**Task to carry out**
All of the data is to be printed again exactly as it appears.
*** Record set
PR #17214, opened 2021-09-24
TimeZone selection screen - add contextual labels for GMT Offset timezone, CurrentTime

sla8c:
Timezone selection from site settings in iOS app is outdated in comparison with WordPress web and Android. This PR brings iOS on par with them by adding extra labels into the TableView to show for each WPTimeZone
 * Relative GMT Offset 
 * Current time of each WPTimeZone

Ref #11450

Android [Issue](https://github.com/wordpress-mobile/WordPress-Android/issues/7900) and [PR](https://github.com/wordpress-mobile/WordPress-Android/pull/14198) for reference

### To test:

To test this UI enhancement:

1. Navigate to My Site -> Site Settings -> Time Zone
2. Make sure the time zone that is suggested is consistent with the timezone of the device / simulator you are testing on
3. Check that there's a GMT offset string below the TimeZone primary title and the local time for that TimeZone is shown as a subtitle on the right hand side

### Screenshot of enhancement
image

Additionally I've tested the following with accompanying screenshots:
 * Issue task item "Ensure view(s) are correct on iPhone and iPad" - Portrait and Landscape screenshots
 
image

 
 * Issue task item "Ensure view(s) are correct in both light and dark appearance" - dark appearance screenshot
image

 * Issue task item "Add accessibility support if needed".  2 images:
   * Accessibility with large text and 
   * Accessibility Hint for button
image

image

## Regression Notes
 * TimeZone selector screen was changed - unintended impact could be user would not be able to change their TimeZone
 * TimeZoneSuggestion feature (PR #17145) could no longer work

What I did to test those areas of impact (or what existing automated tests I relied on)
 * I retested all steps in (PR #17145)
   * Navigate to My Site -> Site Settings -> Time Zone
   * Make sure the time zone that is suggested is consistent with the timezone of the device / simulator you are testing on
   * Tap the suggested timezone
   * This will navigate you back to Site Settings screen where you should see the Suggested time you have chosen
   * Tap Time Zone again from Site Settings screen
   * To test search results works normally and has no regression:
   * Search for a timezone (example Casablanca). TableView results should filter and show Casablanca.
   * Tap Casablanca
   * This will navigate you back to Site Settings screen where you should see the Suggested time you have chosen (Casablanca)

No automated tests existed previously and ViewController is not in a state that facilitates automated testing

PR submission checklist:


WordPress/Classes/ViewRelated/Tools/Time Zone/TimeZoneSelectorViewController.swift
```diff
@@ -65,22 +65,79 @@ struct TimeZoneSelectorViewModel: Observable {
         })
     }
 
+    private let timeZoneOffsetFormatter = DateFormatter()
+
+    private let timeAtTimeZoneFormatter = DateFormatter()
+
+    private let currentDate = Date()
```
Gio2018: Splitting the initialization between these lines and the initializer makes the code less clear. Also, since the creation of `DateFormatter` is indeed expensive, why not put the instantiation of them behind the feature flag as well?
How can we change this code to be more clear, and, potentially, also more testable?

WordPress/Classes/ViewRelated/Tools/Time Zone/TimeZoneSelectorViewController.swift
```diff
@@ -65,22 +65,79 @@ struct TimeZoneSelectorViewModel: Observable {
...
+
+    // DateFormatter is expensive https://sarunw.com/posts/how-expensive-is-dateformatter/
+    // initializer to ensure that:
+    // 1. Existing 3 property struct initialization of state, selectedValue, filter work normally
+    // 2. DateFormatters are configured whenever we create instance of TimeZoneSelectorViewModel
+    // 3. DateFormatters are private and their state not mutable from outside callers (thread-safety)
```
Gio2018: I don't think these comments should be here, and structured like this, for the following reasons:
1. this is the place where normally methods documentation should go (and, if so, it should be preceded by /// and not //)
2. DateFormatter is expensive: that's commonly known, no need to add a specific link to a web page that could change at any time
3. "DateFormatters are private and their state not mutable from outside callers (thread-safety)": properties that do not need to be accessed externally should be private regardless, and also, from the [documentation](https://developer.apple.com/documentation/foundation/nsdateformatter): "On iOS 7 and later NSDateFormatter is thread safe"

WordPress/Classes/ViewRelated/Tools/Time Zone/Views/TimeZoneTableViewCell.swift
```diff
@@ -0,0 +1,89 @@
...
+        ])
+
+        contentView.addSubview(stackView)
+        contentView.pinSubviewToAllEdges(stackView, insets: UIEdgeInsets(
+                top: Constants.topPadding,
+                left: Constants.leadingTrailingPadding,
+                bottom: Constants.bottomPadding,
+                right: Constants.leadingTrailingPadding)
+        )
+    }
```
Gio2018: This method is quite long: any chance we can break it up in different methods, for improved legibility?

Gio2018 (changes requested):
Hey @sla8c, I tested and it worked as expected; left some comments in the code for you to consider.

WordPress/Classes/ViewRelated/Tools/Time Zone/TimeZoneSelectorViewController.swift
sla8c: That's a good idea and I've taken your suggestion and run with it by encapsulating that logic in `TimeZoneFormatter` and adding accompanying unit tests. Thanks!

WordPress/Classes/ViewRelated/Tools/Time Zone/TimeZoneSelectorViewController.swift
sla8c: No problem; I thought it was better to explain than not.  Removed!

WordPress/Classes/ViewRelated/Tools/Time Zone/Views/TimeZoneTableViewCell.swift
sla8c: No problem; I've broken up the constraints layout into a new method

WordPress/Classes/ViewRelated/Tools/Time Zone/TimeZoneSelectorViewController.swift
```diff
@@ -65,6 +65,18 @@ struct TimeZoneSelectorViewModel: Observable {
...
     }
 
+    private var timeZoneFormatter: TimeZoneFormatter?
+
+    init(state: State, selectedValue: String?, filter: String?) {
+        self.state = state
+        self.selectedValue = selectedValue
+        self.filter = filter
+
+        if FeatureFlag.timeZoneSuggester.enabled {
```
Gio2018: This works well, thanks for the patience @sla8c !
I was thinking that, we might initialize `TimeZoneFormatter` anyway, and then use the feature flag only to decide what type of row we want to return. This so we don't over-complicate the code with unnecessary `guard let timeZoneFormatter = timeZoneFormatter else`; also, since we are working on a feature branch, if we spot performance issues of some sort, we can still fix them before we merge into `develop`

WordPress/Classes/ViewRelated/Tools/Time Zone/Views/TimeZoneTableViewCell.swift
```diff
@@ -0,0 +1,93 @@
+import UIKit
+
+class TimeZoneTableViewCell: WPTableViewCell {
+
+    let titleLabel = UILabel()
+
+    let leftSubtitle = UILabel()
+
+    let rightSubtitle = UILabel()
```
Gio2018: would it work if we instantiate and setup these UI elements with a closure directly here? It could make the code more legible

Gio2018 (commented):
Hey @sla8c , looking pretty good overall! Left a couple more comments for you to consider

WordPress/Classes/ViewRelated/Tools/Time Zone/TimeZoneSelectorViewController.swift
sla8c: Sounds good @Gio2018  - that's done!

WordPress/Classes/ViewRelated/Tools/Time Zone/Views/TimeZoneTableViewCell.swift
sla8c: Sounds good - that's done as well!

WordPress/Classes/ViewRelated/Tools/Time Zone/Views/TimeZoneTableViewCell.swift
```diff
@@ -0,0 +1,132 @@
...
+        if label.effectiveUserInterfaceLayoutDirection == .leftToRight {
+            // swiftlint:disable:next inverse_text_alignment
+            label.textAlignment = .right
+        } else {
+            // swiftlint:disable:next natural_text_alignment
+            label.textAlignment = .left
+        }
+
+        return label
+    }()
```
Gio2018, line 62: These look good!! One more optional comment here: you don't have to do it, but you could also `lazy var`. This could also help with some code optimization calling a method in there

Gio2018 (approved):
******
**Result for this task**
PR #17214, opened 2021-09-24
TimeZone selection screen - add contextual labels for GMT Offset timezone, CurrentTime

sla8c:
Timezone selection from site settings in iOS app is outdated in comparison with WordPress web and Android. This PR brings iOS on par with them by adding extra labels into the TableView to show for each WPTimeZone
 * Relative GMT Offset 
 * Current time of each WPTimeZone

Ref #11450

Android [Issue](https://github.com/wordpress-mobile/WordPress-Android/issues/7900) and [PR](https://github.com/wordpress-mobile/WordPress-Android/pull/14198) for reference

### To test:

To test this UI enhancement:

1. Navigate to My Site -> Site Settings -> Time Zone
2. Make sure the time zone that is suggested is consistent with the timezone of the device / simulator you are testing on
3. Check that there's a GMT offset string below the TimeZone primary title and the local time for that TimeZone is shown as a subtitle on the right hand side

### Screenshot of enhancement
image

Additionally I've tested the following with accompanying screenshots:
 * Issue task item "Ensure view(s) are correct on iPhone and iPad" - Portrait and Landscape screenshots
 
image

 
 * Issue task item "Ensure view(s) are correct in both light and dark appearance" - dark appearance screenshot
image

 * Issue task item "Add accessibility support if needed".  2 images:
   * Accessibility with large text and 
   * Accessibility Hint for button
image

image

## Regression Notes
 * TimeZone selector screen was changed - unintended impact could be user would not be able to change their TimeZone
 * TimeZoneSuggestion feature (PR #17145) could no longer work

What I did to test those areas of impact (or what existing automated tests I relied on)
 * I retested all steps in (PR #17145)
   * Navigate to My Site -> Site Settings -> Time Zone
   * Make sure the time zone that is suggested is consistent with the timezone of the device / simulator you are testing on
   * Tap the suggested timezone
   * This will navigate you back to Site Settings screen where you should see the Suggested time you have chosen
   * Tap Time Zone again from Site Settings screen
   * To test search results works normally and has no regression:
   * Search for a timezone (example Casablanca). TableView results should filter and show Casablanca.
   * Tap Casablanca
   * This will navigate you back to Site Settings screen where you should see the Suggested time you have chosen (Casablanca)

No automated tests existed previously and ViewController is not in a state that facilitates automated testing

PR submission checklist:


WordPress/Classes/ViewRelated/Tools/Time Zone/TimeZoneSelectorViewController.swift
```diff
@@ -65,22 +65,79 @@ struct TimeZoneSelectorViewModel: Observable {
         })
     }
 
+    private let timeZoneOffsetFormatter = DateFormatter()
+
+    private let timeAtTimeZoneFormatter = DateFormatter()
+
+    private let currentDate = Date()
```
Gio2018: Splitting the initialization between these lines and the initializer makes the code less clear. Also, since the creation of `DateFormatter` is indeed expensive, why not put the instantiation of them behind the feature flag as well?
How can we change this code to be more clear, and, potentially, also more testable?

WordPress/Classes/ViewRelated/Tools/Time Zone/TimeZoneSelectorViewController.swift
```diff
@@ -65,22 +65,79 @@ struct TimeZoneSelectorViewModel: Observable {
...
+
+    // DateFormatter is expensive https://sarunw.com/posts/how-expensive-is-dateformatter/
+    // initializer to ensure that:
+    // 1. Existing 3 property struct initialization of state, selectedValue, filter work normally
+    // 2. DateFormatters are configured whenever we create instance of TimeZoneSelectorViewModel
+    // 3. DateFormatters are private and their state not mutable from outside callers (thread-safety)
```
Gio2018: I don't think these comments should be here, and structured like this, for the following reasons:
1. this is the place where normally methods documentation should go (and, if so, it should be preceded by /// and not //)
2. DateFormatter is expensive: that's commonly known, no need to add a specific link to a web page that could change at any time
3. "DateFormatters are private and their state not mutable from outside callers (thread-safety)": properties that do not need to be accessed externally should be private regardless, and also, from the [documentation](https://developer.apple.com/documentation/foundation/nsdateformatter): "On iOS 7 and later NSDateFormatter is thread safe"

WordPress/Classes/ViewRelated/Tools/Time Zone/Views/TimeZoneTableViewCell.swift
```diff
@@ -0,0 +1,89 @@
...
+        ])
+
+        contentView.addSubview(stackView)
+        contentView.pinSubviewToAllEdges(stackView, insets: UIEdgeInsets(
+                top: Constants.topPadding,
+                left: Constants.leadingTrailingPadding,
+                bottom: Constants.bottomPadding,
+                right: Constants.leadingTrailingPadding)
+        )
+    }
```
Gio2018: This method is quite long: any chance we can break it up in different methods, for improved legibility?

Gio2018 (changes requested):
Hey @sla8c, I tested and it worked as expected; left some comments in the code for you to consider.

WordPress/Classes/ViewRelated/Tools/Time Zone/TimeZoneSelectorViewController.swift
sla8c: That's a good idea and I've taken your suggestion and run with it by encapsulating that logic in `TimeZoneFormatter` and adding accompanying unit tests. Thanks!

WordPress/Classes/ViewRelated/Tools/Time Zone/TimeZoneSelectorViewController.swift
sla8c: No problem; I thought it was better to explain than not.  Removed!

WordPress/Classes/ViewRelated/Tools/Time Zone/Views/TimeZoneTableViewCell.swift
sla8c: No problem; I've broken up the constraints layout into a new method

WordPress/Classes/ViewRelated/Tools/Time Zone/TimeZoneSelectorViewController.swift
```diff
@@ -65,6 +65,18 @@ struct TimeZoneSelectorViewModel: Observable {
...
     }
 
+    private var timeZoneFormatter: TimeZoneFormatter?
+
+    init(state: State, selectedValue: String?, filter: String?) {
+        self.state = state
+        self.selectedValue = selectedValue
+        self.filter = filter
+
+        if FeatureFlag.timeZoneSuggester.enabled {
```
Gio2018: This works well, thanks for the patience @sla8c !
I was thinking that, we might initialize `TimeZoneFormatter` anyway, and then use the feature flag only to decide what type of row we want to return. This so we don't over-complicate the code with unnecessary `guard let timeZoneFormatter = timeZoneFormatter else`; also, since we are working on a feature branch, if we spot performance issues of some sort, we can still fix them before we merge into `develop`

WordPress/Classes/ViewRelated/Tools/Time Zone/Views/TimeZoneTableViewCell.swift
```diff
@@ -0,0 +1,93 @@
+import UIKit
+
+class TimeZoneTableViewCell: WPTableViewCell {
+
+    let titleLabel = UILabel()
+
+    let leftSubtitle = UILabel()
+
+    let rightSubtitle = UILabel()
```
Gio2018: would it work if we instantiate and setup these UI elements with a closure directly here? It could make the code more legible

Gio2018 (commented):
Hey @sla8c , looking pretty good overall! Left a couple more comments for you to consider

WordPress/Classes/ViewRelated/Tools/Time Zone/TimeZoneSelectorViewController.swift
sla8c: Sounds good @Gio2018  - that's done!

WordPress/Classes/ViewRelated/Tools/Time Zone/Views/TimeZoneTableViewCell.swift
sla8c: Sounds good - that's done as well!

WordPress/Classes/ViewRelated/Tools/Time Zone/Views/TimeZoneTableViewCell.swift
```diff
@@ -0,0 +1,132 @@
...
+        if label.effectiveUserInterfaceLayoutDirection == .leftToRight {
+            // swiftlint:disable:next inverse_text_alignment
+            label.textAlignment = .right
+        } else {
+            // swiftlint:disable:next natural_text_alignment
+            label.textAlignment = .left
+        }
+
+        return label
+    }()
```
Gio2018, line 62: These look good!! One more optional comment here: you don't have to do it, but you could also `lazy var`. This could also help with some code optimization calling a method in there

Gio2018 (approved):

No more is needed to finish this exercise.